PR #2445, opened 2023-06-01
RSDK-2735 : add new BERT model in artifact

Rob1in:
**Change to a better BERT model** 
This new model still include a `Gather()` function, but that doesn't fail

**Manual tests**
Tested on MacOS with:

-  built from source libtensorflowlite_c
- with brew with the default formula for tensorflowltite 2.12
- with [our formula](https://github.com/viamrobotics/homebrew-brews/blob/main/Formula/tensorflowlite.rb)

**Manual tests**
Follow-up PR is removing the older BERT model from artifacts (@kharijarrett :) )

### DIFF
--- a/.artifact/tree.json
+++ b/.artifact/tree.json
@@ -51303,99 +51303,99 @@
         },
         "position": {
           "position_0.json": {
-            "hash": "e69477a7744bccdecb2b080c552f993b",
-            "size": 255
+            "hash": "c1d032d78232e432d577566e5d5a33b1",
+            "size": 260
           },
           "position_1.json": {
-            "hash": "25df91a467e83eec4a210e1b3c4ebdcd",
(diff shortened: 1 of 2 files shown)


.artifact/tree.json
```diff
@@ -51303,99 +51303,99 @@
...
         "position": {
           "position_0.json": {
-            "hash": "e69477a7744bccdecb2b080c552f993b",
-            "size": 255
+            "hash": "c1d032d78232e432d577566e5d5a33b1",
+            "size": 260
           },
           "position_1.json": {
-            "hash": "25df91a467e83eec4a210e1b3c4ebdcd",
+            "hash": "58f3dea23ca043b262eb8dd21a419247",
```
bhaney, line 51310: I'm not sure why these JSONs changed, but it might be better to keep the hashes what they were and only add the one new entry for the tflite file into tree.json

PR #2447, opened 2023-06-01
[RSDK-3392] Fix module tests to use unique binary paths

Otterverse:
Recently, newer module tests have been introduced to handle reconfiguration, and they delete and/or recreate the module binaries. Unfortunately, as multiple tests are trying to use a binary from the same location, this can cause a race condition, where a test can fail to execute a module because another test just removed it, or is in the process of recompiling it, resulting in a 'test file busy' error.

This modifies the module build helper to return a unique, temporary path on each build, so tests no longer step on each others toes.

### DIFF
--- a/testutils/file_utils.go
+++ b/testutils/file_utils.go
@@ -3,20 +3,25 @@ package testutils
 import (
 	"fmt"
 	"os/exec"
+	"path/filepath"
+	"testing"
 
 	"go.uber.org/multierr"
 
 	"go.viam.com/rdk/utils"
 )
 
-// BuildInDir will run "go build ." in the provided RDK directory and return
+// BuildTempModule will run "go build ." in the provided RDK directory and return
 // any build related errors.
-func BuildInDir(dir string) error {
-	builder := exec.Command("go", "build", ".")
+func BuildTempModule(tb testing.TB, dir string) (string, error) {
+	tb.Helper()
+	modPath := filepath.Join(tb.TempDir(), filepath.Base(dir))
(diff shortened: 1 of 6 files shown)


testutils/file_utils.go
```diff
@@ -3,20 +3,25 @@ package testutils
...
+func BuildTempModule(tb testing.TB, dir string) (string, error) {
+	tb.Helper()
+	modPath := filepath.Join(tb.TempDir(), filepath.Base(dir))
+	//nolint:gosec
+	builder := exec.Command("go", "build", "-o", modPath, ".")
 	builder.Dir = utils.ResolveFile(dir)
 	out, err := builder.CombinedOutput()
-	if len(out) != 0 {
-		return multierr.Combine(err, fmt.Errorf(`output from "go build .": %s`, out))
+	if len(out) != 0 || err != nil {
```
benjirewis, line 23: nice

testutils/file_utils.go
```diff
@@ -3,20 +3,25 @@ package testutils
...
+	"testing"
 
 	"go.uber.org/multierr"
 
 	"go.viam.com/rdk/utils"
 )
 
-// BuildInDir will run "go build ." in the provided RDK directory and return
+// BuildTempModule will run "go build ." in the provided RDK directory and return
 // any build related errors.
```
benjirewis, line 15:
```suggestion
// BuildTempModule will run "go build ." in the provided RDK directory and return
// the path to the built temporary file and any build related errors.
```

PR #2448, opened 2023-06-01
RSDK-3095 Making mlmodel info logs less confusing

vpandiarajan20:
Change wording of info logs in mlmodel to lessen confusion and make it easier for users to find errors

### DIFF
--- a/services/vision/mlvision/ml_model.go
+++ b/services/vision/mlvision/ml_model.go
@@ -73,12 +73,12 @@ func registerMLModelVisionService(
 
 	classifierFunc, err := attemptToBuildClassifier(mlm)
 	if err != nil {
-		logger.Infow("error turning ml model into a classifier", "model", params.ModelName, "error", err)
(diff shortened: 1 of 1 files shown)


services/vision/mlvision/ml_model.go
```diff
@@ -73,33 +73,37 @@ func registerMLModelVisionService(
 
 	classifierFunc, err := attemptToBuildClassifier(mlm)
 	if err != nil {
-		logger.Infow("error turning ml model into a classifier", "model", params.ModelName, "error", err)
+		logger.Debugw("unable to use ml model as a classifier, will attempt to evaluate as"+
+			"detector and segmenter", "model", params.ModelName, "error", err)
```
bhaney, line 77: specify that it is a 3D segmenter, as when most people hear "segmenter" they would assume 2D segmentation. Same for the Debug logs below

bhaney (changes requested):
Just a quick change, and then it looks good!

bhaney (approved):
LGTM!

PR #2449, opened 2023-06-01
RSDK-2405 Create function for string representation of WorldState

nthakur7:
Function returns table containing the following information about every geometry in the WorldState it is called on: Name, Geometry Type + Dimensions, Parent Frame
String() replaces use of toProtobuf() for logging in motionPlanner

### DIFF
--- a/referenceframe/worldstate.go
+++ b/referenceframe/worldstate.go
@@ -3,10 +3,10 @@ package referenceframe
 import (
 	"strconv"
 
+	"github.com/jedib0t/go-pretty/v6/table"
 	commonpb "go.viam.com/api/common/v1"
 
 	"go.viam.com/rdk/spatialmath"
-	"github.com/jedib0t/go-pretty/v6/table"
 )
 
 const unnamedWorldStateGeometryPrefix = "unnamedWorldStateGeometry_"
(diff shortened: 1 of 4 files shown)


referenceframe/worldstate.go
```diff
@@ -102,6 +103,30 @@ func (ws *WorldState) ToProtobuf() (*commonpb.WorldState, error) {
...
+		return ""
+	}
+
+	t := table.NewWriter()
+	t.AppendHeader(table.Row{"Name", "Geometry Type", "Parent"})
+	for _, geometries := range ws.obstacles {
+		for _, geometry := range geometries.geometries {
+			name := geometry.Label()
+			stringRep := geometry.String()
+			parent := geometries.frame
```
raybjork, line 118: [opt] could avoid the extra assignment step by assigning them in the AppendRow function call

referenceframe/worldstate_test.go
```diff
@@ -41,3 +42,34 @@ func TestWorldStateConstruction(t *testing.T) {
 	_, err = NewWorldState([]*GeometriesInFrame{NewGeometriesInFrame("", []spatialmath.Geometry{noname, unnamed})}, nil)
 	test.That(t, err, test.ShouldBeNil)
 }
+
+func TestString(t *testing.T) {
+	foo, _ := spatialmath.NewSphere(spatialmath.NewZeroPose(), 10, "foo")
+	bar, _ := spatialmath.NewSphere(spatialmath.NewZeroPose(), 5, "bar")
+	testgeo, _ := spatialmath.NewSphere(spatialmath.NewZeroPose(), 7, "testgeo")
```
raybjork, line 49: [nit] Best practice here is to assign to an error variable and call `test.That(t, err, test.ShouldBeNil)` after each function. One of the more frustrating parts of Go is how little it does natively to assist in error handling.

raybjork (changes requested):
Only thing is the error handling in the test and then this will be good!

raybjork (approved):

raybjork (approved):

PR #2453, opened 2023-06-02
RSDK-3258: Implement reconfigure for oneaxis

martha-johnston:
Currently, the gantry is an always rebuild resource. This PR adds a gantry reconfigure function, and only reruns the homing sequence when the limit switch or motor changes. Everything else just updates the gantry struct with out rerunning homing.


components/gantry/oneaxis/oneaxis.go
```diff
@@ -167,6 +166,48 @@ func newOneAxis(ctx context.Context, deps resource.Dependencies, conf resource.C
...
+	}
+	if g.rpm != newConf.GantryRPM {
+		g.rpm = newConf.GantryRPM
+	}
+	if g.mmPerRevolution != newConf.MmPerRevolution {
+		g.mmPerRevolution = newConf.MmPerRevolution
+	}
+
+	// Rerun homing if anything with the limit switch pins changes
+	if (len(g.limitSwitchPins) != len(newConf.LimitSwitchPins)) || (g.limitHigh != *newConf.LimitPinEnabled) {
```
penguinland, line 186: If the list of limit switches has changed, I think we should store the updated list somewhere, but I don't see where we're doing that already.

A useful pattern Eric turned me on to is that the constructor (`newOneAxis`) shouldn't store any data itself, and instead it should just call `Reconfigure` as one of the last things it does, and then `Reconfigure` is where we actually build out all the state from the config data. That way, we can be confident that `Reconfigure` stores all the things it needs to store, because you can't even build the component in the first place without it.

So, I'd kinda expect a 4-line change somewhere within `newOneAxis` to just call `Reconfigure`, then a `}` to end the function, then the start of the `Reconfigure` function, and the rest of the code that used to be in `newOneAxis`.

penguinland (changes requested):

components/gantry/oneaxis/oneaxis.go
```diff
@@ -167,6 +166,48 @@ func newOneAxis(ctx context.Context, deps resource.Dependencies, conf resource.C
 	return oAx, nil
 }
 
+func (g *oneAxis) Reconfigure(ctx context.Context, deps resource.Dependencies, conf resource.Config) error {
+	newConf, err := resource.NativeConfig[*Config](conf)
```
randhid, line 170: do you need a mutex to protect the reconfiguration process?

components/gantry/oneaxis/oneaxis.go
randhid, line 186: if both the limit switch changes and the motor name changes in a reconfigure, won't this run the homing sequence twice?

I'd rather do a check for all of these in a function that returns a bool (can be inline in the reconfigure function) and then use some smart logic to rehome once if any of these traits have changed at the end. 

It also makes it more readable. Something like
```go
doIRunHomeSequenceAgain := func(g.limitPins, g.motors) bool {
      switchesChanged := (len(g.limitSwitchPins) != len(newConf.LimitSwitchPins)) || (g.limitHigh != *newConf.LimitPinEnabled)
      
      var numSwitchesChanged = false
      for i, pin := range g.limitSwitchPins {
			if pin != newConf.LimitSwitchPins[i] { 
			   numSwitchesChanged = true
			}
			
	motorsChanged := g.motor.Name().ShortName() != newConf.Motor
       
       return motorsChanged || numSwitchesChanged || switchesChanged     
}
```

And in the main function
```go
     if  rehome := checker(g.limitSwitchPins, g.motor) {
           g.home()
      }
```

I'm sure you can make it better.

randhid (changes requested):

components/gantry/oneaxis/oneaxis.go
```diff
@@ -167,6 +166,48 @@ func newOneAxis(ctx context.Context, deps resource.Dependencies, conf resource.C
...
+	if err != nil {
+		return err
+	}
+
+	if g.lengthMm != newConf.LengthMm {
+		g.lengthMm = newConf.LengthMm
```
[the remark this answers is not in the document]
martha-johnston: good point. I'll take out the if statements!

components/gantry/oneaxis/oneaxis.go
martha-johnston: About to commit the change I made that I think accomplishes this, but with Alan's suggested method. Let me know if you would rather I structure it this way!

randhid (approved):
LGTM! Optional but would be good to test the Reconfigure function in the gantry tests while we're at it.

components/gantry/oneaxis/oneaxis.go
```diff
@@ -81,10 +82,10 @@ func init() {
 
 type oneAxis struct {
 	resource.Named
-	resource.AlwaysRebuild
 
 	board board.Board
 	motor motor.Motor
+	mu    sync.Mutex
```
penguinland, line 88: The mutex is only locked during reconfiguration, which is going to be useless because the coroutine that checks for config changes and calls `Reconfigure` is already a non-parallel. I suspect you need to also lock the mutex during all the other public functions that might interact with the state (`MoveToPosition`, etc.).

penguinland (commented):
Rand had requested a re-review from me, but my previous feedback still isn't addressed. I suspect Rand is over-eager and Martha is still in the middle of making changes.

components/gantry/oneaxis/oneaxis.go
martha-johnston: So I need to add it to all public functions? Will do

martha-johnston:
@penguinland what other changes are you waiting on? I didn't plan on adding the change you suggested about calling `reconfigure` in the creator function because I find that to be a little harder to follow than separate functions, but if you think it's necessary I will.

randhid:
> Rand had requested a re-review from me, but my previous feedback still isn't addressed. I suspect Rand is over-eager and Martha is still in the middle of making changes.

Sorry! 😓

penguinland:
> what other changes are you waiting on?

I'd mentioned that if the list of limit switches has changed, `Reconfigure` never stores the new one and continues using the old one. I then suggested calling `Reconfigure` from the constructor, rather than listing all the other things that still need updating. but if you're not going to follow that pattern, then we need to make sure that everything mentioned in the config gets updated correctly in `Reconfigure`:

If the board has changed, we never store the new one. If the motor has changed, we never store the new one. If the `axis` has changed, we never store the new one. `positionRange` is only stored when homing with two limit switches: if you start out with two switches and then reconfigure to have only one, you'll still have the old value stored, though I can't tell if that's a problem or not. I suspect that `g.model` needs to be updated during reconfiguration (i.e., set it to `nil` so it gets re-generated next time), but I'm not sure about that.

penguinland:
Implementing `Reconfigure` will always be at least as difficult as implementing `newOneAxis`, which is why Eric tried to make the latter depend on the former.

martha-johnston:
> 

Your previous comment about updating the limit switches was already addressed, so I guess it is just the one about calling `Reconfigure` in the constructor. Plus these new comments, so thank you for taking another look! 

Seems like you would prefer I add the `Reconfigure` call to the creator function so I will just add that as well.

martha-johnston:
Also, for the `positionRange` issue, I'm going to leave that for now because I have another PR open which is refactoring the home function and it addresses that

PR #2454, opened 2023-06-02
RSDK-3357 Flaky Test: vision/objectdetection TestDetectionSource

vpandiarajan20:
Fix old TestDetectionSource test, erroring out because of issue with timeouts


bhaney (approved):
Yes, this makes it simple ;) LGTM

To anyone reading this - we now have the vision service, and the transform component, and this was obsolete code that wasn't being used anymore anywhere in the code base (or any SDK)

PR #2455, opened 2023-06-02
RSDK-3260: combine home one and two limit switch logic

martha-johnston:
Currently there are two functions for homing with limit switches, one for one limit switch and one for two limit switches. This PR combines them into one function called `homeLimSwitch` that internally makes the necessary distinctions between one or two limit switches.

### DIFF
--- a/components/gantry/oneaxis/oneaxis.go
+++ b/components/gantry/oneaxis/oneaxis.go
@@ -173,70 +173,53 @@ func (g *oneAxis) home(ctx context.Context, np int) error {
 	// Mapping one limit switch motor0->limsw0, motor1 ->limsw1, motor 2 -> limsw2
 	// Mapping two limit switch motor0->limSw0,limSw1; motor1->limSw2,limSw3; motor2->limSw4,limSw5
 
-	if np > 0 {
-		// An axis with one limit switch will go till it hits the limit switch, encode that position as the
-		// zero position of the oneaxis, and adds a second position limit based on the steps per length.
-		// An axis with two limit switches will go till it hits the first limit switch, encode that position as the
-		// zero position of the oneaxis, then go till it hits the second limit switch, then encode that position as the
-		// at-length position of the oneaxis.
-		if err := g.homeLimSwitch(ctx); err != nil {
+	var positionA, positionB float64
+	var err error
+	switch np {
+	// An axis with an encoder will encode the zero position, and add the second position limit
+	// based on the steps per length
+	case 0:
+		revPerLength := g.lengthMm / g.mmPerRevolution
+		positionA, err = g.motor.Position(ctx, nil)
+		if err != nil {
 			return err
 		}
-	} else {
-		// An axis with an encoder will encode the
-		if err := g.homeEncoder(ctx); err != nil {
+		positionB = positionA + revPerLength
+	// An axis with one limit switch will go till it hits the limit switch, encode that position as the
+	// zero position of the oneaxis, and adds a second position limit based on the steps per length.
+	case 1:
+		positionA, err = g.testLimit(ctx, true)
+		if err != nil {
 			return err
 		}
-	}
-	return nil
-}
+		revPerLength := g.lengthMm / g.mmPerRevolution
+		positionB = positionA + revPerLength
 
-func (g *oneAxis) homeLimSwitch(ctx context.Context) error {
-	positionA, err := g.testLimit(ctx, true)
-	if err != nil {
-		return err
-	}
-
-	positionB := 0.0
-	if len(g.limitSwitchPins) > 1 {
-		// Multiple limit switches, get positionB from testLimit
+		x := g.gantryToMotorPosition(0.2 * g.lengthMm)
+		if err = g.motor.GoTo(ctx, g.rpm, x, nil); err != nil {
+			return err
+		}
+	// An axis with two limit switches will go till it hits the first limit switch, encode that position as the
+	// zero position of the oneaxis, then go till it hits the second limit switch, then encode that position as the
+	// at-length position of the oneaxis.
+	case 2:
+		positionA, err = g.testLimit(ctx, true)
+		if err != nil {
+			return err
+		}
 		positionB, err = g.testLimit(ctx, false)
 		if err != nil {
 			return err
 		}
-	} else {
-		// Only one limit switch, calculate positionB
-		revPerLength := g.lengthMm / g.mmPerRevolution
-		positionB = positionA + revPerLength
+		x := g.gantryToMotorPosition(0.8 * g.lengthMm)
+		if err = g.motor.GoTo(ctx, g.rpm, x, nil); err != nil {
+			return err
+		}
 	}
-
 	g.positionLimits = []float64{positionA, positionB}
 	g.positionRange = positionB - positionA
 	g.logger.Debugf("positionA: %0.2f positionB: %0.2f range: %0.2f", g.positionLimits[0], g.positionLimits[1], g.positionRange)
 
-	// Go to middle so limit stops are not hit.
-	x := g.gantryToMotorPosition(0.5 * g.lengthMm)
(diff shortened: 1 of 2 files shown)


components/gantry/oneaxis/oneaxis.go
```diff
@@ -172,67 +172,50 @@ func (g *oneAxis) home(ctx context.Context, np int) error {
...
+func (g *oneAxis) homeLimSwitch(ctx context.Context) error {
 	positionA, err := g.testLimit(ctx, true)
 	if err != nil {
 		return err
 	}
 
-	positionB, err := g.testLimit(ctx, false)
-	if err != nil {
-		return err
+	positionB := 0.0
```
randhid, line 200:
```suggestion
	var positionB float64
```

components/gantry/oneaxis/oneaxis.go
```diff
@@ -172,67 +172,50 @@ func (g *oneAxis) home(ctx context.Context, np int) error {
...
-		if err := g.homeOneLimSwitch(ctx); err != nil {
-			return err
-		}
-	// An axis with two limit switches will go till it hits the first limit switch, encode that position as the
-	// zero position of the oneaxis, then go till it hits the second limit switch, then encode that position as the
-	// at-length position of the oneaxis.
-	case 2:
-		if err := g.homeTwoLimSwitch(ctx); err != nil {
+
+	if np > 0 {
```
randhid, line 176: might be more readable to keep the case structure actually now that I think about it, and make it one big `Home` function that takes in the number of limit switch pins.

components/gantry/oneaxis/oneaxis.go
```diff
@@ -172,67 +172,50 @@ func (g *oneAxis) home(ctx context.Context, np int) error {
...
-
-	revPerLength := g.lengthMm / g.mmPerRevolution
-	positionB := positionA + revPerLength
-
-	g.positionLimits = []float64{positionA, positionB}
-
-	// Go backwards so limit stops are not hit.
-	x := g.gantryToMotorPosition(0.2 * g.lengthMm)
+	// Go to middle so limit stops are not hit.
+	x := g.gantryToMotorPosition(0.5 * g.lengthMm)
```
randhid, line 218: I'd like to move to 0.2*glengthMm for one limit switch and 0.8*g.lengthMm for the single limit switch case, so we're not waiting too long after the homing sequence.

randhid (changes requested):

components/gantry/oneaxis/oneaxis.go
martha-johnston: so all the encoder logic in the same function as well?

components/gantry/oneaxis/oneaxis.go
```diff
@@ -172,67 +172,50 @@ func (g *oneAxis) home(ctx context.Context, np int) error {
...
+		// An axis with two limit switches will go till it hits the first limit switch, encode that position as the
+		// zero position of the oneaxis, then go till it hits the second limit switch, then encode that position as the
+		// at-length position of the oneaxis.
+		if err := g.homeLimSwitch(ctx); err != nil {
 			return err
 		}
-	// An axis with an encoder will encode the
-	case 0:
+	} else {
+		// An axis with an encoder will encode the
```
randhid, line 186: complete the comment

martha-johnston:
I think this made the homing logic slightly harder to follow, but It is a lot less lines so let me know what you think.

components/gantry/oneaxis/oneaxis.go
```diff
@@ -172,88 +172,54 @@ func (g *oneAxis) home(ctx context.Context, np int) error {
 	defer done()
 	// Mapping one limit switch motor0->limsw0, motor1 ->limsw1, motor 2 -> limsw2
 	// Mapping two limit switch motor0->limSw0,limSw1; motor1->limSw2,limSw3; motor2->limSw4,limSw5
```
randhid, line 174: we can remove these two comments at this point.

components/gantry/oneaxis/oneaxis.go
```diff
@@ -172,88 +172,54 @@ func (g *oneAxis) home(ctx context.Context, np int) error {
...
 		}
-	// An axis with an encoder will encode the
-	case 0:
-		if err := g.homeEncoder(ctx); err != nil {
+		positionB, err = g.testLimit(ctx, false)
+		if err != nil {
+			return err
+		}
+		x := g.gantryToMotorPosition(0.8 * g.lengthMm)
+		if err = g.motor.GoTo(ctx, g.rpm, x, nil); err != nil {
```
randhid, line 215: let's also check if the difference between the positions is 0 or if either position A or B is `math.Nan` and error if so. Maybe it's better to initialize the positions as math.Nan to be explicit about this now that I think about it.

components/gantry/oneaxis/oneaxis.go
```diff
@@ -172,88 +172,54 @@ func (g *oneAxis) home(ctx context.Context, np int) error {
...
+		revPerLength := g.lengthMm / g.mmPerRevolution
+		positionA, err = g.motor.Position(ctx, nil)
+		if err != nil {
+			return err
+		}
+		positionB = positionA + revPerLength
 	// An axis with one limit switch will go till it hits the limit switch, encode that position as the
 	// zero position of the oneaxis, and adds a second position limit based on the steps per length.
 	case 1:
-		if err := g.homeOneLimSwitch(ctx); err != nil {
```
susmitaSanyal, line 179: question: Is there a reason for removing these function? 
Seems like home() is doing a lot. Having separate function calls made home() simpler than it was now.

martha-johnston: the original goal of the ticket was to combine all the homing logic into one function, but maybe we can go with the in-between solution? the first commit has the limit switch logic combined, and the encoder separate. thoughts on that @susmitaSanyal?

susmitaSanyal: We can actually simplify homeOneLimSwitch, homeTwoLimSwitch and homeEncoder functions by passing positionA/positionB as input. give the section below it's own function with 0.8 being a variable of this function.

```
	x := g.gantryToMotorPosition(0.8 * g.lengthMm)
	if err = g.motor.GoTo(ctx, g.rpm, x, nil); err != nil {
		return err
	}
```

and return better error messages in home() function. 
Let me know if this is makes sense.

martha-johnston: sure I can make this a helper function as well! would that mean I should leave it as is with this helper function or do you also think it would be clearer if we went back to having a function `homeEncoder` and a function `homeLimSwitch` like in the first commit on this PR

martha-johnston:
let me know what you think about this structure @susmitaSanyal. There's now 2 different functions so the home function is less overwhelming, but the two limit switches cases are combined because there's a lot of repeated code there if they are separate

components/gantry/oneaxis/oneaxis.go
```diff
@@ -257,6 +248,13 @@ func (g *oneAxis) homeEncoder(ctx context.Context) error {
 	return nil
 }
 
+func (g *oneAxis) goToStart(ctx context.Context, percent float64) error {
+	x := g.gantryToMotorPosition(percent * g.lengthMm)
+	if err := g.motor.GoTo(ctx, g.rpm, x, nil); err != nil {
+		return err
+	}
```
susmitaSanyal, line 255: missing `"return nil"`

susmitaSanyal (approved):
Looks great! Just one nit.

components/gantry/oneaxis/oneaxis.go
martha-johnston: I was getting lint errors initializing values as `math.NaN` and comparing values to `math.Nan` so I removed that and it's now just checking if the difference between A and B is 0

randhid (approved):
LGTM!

####

Each line in the records that carries "Seems" must be copied out.

Seems like you would prefer I add the `Reconfigure` call to the creator function so I will just add that as well.
Seems like home() is doing a lot. Having separate function calls made home() simpler than it was now.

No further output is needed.